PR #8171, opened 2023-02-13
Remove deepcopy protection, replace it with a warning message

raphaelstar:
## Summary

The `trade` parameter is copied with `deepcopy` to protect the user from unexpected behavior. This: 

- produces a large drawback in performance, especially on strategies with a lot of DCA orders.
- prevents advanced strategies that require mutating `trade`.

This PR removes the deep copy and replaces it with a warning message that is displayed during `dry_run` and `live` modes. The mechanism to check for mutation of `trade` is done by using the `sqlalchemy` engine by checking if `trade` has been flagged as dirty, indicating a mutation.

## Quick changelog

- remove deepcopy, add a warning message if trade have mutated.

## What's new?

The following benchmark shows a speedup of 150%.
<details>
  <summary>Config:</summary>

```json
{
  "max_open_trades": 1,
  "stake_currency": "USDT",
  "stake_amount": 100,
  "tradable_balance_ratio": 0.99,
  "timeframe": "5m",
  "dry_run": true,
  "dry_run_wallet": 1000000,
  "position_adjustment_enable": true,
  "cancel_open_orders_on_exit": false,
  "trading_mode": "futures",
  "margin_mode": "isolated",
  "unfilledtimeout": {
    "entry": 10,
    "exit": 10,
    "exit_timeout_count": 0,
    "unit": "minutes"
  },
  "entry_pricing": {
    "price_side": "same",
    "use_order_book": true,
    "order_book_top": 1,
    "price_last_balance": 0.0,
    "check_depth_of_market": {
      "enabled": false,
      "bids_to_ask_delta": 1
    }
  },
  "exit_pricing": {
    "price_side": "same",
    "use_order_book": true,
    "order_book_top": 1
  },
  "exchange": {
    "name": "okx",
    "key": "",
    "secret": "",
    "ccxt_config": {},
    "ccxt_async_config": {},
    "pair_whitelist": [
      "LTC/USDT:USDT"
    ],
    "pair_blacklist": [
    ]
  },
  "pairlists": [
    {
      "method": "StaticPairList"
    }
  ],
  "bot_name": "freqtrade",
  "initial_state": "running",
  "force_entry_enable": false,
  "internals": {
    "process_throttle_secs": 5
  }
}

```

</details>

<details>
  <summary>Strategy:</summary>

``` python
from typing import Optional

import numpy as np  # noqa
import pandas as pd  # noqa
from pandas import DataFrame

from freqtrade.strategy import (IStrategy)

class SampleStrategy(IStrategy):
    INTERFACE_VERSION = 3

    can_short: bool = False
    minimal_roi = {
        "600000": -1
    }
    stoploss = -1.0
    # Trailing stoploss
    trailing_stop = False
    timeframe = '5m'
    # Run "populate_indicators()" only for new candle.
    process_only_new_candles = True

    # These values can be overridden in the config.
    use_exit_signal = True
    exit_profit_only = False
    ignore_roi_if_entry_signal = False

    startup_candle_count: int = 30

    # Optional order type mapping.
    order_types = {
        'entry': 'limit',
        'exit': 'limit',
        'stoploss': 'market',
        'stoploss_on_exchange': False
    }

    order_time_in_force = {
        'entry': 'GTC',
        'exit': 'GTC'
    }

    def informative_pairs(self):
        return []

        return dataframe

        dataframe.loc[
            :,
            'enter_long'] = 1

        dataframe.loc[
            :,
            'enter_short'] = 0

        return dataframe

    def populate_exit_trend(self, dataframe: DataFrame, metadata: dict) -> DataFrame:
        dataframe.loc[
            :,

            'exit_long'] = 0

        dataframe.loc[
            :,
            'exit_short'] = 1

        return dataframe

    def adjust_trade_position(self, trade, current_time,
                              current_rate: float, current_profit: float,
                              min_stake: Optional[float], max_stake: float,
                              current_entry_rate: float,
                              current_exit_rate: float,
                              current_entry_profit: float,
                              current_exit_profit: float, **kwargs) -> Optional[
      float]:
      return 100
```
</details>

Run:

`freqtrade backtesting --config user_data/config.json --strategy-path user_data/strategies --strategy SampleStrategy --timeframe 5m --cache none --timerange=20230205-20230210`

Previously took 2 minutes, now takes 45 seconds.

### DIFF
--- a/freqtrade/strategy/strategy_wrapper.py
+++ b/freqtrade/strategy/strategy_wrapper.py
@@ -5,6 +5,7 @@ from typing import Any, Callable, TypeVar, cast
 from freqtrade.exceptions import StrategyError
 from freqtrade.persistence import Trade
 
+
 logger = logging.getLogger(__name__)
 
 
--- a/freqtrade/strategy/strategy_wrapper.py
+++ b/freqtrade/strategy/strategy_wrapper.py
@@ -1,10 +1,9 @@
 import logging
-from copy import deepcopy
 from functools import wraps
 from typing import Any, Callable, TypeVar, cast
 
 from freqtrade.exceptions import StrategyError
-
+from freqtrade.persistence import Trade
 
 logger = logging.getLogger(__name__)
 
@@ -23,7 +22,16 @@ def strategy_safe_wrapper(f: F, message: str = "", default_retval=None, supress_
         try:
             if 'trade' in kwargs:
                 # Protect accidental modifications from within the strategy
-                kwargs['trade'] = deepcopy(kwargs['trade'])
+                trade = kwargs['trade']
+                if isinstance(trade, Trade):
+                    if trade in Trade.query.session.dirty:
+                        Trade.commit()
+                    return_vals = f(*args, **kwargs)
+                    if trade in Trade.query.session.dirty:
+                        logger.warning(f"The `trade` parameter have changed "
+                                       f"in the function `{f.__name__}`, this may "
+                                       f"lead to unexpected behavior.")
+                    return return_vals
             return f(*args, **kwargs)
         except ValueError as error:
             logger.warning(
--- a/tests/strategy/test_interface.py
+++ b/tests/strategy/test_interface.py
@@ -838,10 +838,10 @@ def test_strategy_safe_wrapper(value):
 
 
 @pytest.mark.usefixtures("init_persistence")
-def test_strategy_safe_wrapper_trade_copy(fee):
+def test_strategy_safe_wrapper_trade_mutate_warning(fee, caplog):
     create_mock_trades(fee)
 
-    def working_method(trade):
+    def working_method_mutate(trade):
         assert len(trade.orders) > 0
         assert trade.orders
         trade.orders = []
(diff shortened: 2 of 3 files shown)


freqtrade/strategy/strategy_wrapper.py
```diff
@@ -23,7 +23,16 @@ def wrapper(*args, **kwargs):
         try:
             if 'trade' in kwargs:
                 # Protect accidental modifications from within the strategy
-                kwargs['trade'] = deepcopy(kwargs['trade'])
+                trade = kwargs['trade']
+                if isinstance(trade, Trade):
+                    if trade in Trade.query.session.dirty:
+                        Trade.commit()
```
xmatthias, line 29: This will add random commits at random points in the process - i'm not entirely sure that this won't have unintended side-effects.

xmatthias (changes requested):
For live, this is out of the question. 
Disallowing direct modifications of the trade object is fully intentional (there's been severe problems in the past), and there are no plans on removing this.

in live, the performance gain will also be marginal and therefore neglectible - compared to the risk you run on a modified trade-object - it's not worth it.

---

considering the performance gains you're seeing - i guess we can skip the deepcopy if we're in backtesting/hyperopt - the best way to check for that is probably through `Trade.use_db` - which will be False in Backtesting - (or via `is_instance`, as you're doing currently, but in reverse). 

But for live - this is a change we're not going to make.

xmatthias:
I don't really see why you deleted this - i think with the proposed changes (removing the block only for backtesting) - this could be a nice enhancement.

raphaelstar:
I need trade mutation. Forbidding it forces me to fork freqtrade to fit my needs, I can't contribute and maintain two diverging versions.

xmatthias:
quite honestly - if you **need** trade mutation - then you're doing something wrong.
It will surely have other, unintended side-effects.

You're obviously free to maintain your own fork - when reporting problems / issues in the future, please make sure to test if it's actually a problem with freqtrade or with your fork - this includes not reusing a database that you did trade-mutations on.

☆ ☆ ☆ ☆

● **EXERCISE BRIEF**:
Retype all of the lines shown above, keeping each one exact.

● **EXERCISE OUTPUT**:
PR #8171, opened 2023-02-13
Remove deepcopy protection, replace it with a warning message

raphaelstar:
## Summary

The `trade` parameter is copied with `deepcopy` to protect the user from unexpected behavior. This: 

- produces a large drawback in performance, especially on strategies with a lot of DCA orders.
- prevents advanced strategies that require mutating `trade`.

This PR removes the deep copy and replaces it with a warning message that is displayed during `dry_run` and `live` modes. The mechanism to check for mutation of `trade` is done by using the `sqlalchemy` engine by checking if `trade` has been flagged as dirty, indicating a mutation.

## Quick changelog

- remove deepcopy, add a warning message if trade have mutated.

## What's new?

The following benchmark shows a speedup of 150%.
<details>
  <summary>Config:</summary>

```json
{
  "max_open_trades": 1,
  "stake_currency": "USDT",
  "stake_amount": 100,
  "tradable_balance_ratio": 0.99,
  "timeframe": "5m",
  "dry_run": true,
  "dry_run_wallet": 1000000,
  "position_adjustment_enable": true,
  "cancel_open_orders_on_exit": false,
  "trading_mode": "futures",
  "margin_mode": "isolated",
  "unfilledtimeout": {
    "entry": 10,
    "exit": 10,
    "exit_timeout_count": 0,
    "unit": "minutes"
  },
  "entry_pricing": {
    "price_side": "same",
    "use_order_book": true,
    "order_book_top": 1,
    "price_last_balance": 0.0,
    "check_depth_of_market": {
      "enabled": false,
      "bids_to_ask_delta": 1
    }
  },
  "exit_pricing": {
    "price_side": "same",
    "use_order_book": true,
    "order_book_top": 1
  },
  "exchange": {
    "name": "okx",
    "key": "",
    "secret": "",
    "ccxt_config": {},
    "ccxt_async_config": {},
    "pair_whitelist": [
      "LTC/USDT:USDT"
    ],
    "pair_blacklist": [
    ]
  },
  "pairlists": [
    {
      "method": "StaticPairList"
    }
  ],
  "bot_name": "freqtrade",
  "initial_state": "running",
  "force_entry_enable": false,
  "internals": {
    "process_throttle_secs": 5
  }
}

```

</details>

<details>
  <summary>Strategy:</summary>

``` python
from typing import Optional

import numpy as np  # noqa
import pandas as pd  # noqa
from pandas import DataFrame

from freqtrade.strategy import (IStrategy)

class SampleStrategy(IStrategy):
    INTERFACE_VERSION = 3

    can_short: bool = False
    minimal_roi = {
        "600000": -1
    }
    stoploss = -1.0
    # Trailing stoploss
    trailing_stop = False
    timeframe = '5m'
    # Run "populate_indicators()" only for new candle.
    process_only_new_candles = True

    # These values can be overridden in the config.
    use_exit_signal = True
    exit_profit_only = False
    ignore_roi_if_entry_signal = False

    startup_candle_count: int = 30

    # Optional order type mapping.
    order_types = {
        'entry': 'limit',
        'exit': 'limit',
        'stoploss': 'market',
        'stoploss_on_exchange': False
    }

    order_time_in_force = {
        'entry': 'GTC',
        'exit': 'GTC'
    }

    def informative_pairs(self):
        return []

        return dataframe

        dataframe.loc[
            :,
            'enter_long'] = 1

        dataframe.loc[
            :,
            'enter_short'] = 0

        return dataframe

    def populate_exit_trend(self, dataframe: DataFrame, metadata: dict) -> DataFrame:
        dataframe.loc[
            :,

            'exit_long'] = 0

        dataframe.loc[
            :,
            'exit_short'] = 1

        return dataframe

    def adjust_trade_position(self, trade, current_time,
                              current_rate: float, current_profit: float,
                              min_stake: Optional[float], max_stake: float,
                              current_entry_rate: float,
                              current_exit_rate: float,
                              current_entry_profit: float,
                              current_exit_profit: float, **kwargs) -> Optional[
      float]:
      return 100
```
</details>

Run:

`freqtrade backtesting --config user_data/config.json --strategy-path user_data/strategies --strategy SampleStrategy --timeframe 5m --cache none --timerange=20230205-20230210`

Previously took 2 minutes, now takes 45 seconds.

### DIFF
--- a/freqtrade/strategy/strategy_wrapper.py
+++ b/freqtrade/strategy/strategy_wrapper.py
@@ -5,6 +5,7 @@ from typing import Any, Callable, TypeVar, cast
 from freqtrade.exceptions import StrategyError
 from freqtrade.persistence import Trade
 
+
 logger = logging.getLogger(__name__)
 
 
--- a/freqtrade/strategy/strategy_wrapper.py
+++ b/freqtrade/strategy/strategy_wrapper.py
@@ -1,10 +1,9 @@
 import logging
-from copy import deepcopy
 from functools import wraps
 from typing import Any, Callable, TypeVar, cast
 
 from freqtrade.exceptions import StrategyError
-
+from freqtrade.persistence import Trade
 
 logger = logging.getLogger(__name__)
 
@@ -23,7 +22,16 @@ def strategy_safe_wrapper(f: F, message: str = "", default_retval=None, supress_
         try:
             if 'trade' in kwargs:
                 # Protect accidental modifications from within the strategy
-                kwargs['trade'] = deepcopy(kwargs['trade'])
+                trade = kwargs['trade']
+                if isinstance(trade, Trade):
+                    if trade in Trade.query.session.dirty:
+                        Trade.commit()
+                    return_vals = f(*args, **kwargs)
+                    if trade in Trade.query.session.dirty:
+                        logger.warning(f"The `trade` parameter have changed "
+                                       f"in the function `{f.__name__}`, this may "
+                                       f"lead to unexpected behavior.")
+                    return return_vals
             return f(*args, **kwargs)
         except ValueError as error:
             logger.warning(
--- a/tests/strategy/test_interface.py
+++ b/tests/strategy/test_interface.py
@@ -838,10 +838,10 @@ def test_strategy_safe_wrapper(value):
 
 
 @pytest.mark.usefixtures("init_persistence")
-def test_strategy_safe_wrapper_trade_copy(fee):
+def test_strategy_safe_wrapper_trade_mutate_warning(fee, caplog):
     create_mock_trades(fee)
 
-    def working_method(trade):
+    def working_method_mutate(trade):
         assert len(trade.orders) > 0
         assert trade.orders
         trade.orders = []
(diff shortened: 2 of 3 files shown)


freqtrade/strategy/strategy_wrapper.py
```diff
@@ -23,7 +23,16 @@ def wrapper(*args, **kwargs):
         try:
             if 'trade' in kwargs:
                 # Protect accidental modifications from within the strategy
-                kwargs['trade'] = deepcopy(kwargs['trade'])
+                trade = kwargs['trade']
+                if isinstance(trade, Trade):
+                    if trade in Trade.query.session.dirty:
+                        Trade.commit()
```
xmatthias, line 29: This will add random commits at random points in the process - i'm not entirely sure that this won't have unintended side-effects.

xmatthias (changes requested):
For live, this is out of the question. 
Disallowing direct modifications of the trade object is fully intentional (there's been severe problems in the past), and there are no plans on removing this.

in live, the performance gain will also be marginal and therefore neglectible - compared to the risk you run on a modified trade-object - it's not worth it.

---

considering the performance gains you're seeing - i guess we can skip the deepcopy if we're in backtesting/hyperopt - the best way to check for that is probably through `Trade.use_db` - which will be False in Backtesting - (or via `is_instance`, as you're doing currently, but in reverse). 

But for live - this is a change we're not going to make.

xmatthias:
I don't really see why you deleted this - i think with the proposed changes (removing the block only for backtesting) - this could be a nice enhancement.

raphaelstar:
I need trade mutation. Forbidding it forces me to fork freqtrade to fit my needs, I can't contribute and maintain two diverging versions.

xmatthias:
quite honestly - if you **need** trade mutation - then you're doing something wrong.
It will surely have other, unintended side-effects.

You're obviously free to maintain your own fork - when reporting problems / issues in the future, please make sure to test if it's actually a problem with freqtrade or with your fork - this includes not reusing a database that you did trade-mutations on.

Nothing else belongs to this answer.